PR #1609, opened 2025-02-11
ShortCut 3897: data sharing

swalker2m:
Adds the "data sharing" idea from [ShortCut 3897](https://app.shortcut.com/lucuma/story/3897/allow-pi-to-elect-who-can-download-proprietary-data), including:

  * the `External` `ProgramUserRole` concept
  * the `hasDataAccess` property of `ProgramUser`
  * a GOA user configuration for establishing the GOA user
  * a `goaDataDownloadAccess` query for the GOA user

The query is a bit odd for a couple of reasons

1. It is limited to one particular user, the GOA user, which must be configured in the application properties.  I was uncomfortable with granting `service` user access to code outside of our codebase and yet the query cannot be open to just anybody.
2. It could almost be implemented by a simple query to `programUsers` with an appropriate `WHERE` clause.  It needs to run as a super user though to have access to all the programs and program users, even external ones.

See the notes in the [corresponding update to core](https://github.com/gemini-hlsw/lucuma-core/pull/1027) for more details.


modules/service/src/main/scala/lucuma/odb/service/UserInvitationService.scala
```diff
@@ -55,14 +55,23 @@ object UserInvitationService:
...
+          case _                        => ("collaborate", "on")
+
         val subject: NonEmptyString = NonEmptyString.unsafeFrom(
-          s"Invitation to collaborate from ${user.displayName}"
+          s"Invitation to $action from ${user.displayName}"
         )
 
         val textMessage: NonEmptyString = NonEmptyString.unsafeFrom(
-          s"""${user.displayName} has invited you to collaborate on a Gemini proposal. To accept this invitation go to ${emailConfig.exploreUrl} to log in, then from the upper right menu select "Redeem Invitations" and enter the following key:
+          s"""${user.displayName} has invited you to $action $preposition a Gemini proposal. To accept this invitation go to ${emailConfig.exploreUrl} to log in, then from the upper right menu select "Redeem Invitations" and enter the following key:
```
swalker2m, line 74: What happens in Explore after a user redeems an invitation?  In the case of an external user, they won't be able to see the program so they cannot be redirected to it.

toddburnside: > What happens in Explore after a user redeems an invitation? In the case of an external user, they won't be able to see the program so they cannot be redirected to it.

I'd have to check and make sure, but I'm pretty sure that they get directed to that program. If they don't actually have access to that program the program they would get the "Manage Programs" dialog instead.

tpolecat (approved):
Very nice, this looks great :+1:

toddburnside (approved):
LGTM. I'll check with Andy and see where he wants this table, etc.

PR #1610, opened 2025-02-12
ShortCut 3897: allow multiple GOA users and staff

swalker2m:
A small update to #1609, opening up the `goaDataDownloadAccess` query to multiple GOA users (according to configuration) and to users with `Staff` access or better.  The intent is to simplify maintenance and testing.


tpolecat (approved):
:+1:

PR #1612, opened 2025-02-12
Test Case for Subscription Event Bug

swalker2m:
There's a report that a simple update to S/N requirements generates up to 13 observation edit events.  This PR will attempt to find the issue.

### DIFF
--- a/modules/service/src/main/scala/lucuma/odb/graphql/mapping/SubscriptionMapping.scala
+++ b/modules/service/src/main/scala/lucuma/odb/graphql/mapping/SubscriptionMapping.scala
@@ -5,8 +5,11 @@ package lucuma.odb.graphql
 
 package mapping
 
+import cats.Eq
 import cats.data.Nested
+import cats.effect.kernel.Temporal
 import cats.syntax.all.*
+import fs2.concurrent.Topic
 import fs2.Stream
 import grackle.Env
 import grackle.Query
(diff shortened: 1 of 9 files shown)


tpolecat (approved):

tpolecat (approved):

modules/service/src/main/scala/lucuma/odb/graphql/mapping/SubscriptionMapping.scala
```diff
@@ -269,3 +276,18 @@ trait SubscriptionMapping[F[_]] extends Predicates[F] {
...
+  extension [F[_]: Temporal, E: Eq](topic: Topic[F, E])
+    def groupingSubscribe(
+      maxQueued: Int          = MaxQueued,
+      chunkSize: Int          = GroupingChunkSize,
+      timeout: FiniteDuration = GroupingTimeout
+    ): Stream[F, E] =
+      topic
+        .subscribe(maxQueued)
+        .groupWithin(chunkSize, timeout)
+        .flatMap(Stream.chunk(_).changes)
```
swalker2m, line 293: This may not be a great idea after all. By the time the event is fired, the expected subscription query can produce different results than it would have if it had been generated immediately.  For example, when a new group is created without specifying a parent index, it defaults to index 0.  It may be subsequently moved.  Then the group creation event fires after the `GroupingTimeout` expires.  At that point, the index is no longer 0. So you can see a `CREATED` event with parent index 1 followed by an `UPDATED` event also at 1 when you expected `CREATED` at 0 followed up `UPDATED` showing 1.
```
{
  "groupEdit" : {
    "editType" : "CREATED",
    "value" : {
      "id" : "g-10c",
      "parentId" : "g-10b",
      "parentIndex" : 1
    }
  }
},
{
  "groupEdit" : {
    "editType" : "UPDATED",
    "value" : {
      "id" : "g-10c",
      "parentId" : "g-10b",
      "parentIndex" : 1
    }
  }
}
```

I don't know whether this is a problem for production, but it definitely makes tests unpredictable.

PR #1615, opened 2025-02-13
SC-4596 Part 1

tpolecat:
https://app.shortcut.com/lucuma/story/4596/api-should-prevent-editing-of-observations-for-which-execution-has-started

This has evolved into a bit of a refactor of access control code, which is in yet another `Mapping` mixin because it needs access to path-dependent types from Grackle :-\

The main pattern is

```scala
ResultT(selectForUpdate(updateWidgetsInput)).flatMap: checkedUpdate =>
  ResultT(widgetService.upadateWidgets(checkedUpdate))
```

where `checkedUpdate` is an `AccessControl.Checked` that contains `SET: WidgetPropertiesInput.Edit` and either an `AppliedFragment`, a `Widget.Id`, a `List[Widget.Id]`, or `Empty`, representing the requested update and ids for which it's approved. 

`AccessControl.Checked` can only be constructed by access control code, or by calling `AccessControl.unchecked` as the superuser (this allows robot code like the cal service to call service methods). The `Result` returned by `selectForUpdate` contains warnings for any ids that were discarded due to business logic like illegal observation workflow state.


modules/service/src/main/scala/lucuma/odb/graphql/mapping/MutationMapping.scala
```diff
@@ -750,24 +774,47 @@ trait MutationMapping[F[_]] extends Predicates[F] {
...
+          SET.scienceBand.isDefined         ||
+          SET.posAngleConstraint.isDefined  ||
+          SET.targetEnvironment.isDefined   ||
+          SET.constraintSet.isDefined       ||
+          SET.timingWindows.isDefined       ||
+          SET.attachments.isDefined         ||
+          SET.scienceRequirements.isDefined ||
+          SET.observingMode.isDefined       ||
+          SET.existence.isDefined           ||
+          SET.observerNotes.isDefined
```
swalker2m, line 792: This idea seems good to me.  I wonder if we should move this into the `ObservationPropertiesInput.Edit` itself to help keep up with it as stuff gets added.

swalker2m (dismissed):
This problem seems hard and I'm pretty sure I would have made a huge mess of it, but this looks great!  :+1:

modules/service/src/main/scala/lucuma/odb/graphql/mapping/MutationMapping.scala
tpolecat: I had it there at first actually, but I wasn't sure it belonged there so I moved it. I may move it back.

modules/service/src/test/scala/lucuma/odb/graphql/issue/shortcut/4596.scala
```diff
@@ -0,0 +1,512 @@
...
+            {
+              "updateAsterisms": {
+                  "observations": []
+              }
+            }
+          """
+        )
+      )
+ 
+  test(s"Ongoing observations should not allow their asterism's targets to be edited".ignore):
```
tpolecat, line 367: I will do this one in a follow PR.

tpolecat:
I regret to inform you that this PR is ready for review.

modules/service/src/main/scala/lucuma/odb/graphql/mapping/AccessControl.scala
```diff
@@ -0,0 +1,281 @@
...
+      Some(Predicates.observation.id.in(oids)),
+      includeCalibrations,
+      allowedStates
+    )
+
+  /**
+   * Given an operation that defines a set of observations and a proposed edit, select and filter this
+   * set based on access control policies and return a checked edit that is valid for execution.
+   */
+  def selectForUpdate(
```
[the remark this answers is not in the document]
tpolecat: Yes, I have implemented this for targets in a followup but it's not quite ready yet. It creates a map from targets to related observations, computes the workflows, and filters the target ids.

┄┄┄┄┄┄┄┄┄┄┄┄┄┄┄┄┄┄┄┄

Copy out each line of the listing that holds the word "opened".

Answer area
PR #1609, opened 2025-02-11
PR #1610, opened 2025-02-12
PR #1612, opened 2025-02-12
PR #1615, opened 2025-02-13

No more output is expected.